PR #3671, opened 2021-02-01
Hide dashboards if disabled

Crashillo:
Closes https://github.com/PopulateTools/issues/issues/1189

## :v: What does this PR do?
Hide dashboards in plans by default (navbar)

### DIFF
--- a/app/controllers/concerns/gobierto_common/module_helper.rb
+++ b/app/controllers/concerns/gobierto_common/module_helper.rb
@@ -4,8 +4,13 @@ module GobiertoCommon
 
     private
 
+    def module_enabled?(module_namespace, site = nil)
+      site ||= current_site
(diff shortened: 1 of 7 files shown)


Crashillo:
We need to update the directive below, based on two conditions:
1. dashboards-module enabled
2. dashboards > 0

https://github.com/PopulateTools/gobierto/blob/59dcfb1089dba3ada6acd78906f8e758cfb9a3ac/app/views/gobierto_plans/plan_types/show.html.erb#L42

cc/ @entantoencuanto

entantoencuanto:
Done, I've added a helper method which returns true only if module is enabled and there are any public dashboard for the plan.

jorgeatgu (approved):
::::::::
Exercise: Print only the lines that run from the start of the listing to the line bearing "site = nil)"; please keep the first line and that last one, exactly as they appear.

Solution to this task:
PR #3671, opened 2021-02-01
Hide dashboards if disabled

Crashillo:
Closes https://github.com/PopulateTools/issues/issues/1189

## :v: What does this PR do?
Hide dashboards in plans by default (navbar)

### DIFF
--- a/app/controllers/concerns/gobierto_common/module_helper.rb
+++ b/app/controllers/concerns/gobierto_common/module_helper.rb
@@ -4,8 +4,13 @@ module GobiertoCommon
 
     private
 
+    def module_enabled?(module_namespace, site = nil)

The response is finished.